** DATA SUPPLIED follows **

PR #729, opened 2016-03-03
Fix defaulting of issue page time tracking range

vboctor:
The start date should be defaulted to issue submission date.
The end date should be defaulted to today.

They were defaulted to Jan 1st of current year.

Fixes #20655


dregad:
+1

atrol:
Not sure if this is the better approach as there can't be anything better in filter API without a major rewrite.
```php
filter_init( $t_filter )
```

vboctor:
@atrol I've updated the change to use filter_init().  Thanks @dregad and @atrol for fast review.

** End of DATA SUPPLIED **
** DATA SUPPLIED follows **

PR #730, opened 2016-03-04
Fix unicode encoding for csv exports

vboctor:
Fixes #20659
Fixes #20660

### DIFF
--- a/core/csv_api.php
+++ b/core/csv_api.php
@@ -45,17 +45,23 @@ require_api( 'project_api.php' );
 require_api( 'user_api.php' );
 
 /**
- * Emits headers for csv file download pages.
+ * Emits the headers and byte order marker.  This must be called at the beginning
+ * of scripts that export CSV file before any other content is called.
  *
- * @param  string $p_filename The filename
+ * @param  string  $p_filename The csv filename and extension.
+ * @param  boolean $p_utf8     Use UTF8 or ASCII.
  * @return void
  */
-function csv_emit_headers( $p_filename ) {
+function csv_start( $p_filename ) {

** End of DATA SUPPLIED **

## ASSIGNMENT
Copy out the lines above exactly, beginning at the one that contains "PR #729, opened 2016-03-03" and ending at the one that contains "for fast review.".

## ANSWER TO THIS TASK
PR #729, opened 2016-03-03
Fix defaulting of issue page time tracking range

vboctor:
The start date should be defaulted to issue submission date.
The end date should be defaulted to today.

They were defaulted to Jan 1st of current year.

Fixes #20655


dregad:
+1

atrol:
Not sure if this is the better approach as there can't be anything better in filter API without a major rewrite.
```php
filter_init( $t_filter )
```

vboctor:
@atrol I've updated the change to use filter_init().  Thanks @dregad and @atrol for fast review.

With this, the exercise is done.